Beyond the impairment of lung function and mechanics, and systemic and pulmonary immune response, the present study also showed a reduction in the respiratory muscle strength, while the general muscle strength remained stable, in older adults with MS compared to without MS. This is a clinically significant finding with respect to the impairment of lung function and mechanics, since the number of cardiorespiratory events in older adults is typically higher than in younger population. These are even at a higher magnitude in older adults with MS31. Likewise, during the cardiorespiratory events, the need for intubation following mechanical ventilation is higher among older adults and the impaired lung function and reduced diaphragm muscle mass may adversely affect the prognosis32. Thus, the reduced respiratory muscle strength in older adults with MS observed in this study should be carefully considered, particularly in critically ill older adults, as these patients are more susceptible to respiratory issues and may stay longer under mechanical ventilation.

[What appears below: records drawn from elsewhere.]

PR #10004, opened 2022-02-15
mtest: print stderr of TAP/Rust tests in verbose/non-parallel mode

bonzini:
Verbose, non-parallel tests generally print their output as they run, rather than
after they finish.  This however is not the case if stdout of the test is parsed
as is the case for TAP and Rust tests.  In this case, the output during the run
is the list of the subtests, but stderr still has to be printed after the test
finishes.

### DIFF
--- a/mesonbuild/mtest.py
+++ b/mesonbuild/mtest.py
@@ -606,11 +606,9 @@ class ConsoleLogger(TestLogger):
                                  max_left_width=self.max_left_width,
                                  right=test.res.get_text(mlog.colorize_console())))
             print(test.res.get_command_marker() + test.cmdline)
-            if test.needs_parsing:
-                pass
-            elif not test.is_parallel:
+            if test.direct_stdout:
                 print(self.output_start, flush=True)
-            else:
+            elif not test.needs_parsing:
                 print(flush=True)
 
         self.started_tests += 1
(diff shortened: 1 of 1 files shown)


mesonbuild/mtest.py
```diff
@@ -665,9 +665,8 @@ def log(self, harness: 'TestHarness', result: 'TestRun') -> None:
 
         if not harness.options.quiet or not result.res.is_ok():
             self.flush()
-            if result.verbose and not result.is_parallel and result.cmdline:
-                if not result.needs_parsing:
-                    print(self.output_end)
+            if result.verbose and not result.is_parallel and result.cmdline and not result.needs_parsing:
```
jpakkane, line 668: This condition is getting unwieldy. It would be better to extract it to its own function with a proper descriptive name instead.

bonzini: Good point, I actually did that on top of this commit (because with the old condition there's no common code to extract).

bonzini:
@nirbheek I see that a 0.61.3 milestone exists, can this be included?

nirbheek:
This seems to depend on https://github.com/mesonbuild/meson/pull/9834, removing from milestone.

bonzini:
It doesn't depend, but it doesn't apply cleanly. I created #10112 with the backport.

The present study has a few limitations worth noting. The blood glucose levels were not measured, since all MS older adults were diagnosed with diabetes, but well-controlled and stable under standard medication provided by the Brazilian government for at least 24 months. While exhaled breath condensate is a generally accepted method of sampling airway secretions, the approach is not flawless and the disease itself could introduce artifacts by disrupting the endothelial-epithelial barrier. Therefore, additional measurements to further assess this disruption is warranted in future studies. The lack of computerized tomography (CT) measurement of structural changes in the lungs is another limitation and the related data should be considered with caution. Further, we did not determine the impact of each component of the MS separately in the derangement of lung structure, function, and immune response.

In conclusion, MS affects lung function and mechanics, and immunological response in older adults. Given the wide prevalence of MS in the older population, it is crucial that we understand the underlying mechanisms by which the metabolic derangements impact the lung. This will allow the development of better strategies to prevent complications. In fact, the present study highlights the clinical relevance of assessing not only systemic inflammation but also pulmonary inflammation along with lung mechanics in older adults with MS. Such an approach will enable the development of more directed therapeutic interventions to improve the outcomes in older adults with MS.